### Data shown
PR #25563, opened 2020-09-21
fix: order menu items before filtering excess separators

MarshallOfSound:
Previously we removed trailing separators before we re-ordered menu items into positions where the separators would not have been removed.  This flips the order of those operations to fix this issue.

Notes: Excess menu item separators are now only removed after item re-ordering is done to avoid accidental removal of needed separators

### DIFF
--- a/lib/browser/api/menu-utils.ts
+++ b/lib/browser/api/menu-utils.ts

### Your objective
Transcribe the entire listing. Leave every word as it is.

### Response for this exercise
PR #25563, opened 2020-09-21
fix: order menu items before filtering excess separators

MarshallOfSound:
Previously we removed trailing separators before we re-ordered menu items into positions where the separators would not have been removed.  This flips the order of those operations to fix this issue.

Notes: Excess menu item separators are now only removed after item re-ordering is done to avoid accidental removal of needed separators

### DIFF
--- a/lib/browser/api/menu-utils.ts
+++ b/lib/browser/api/menu-utils.ts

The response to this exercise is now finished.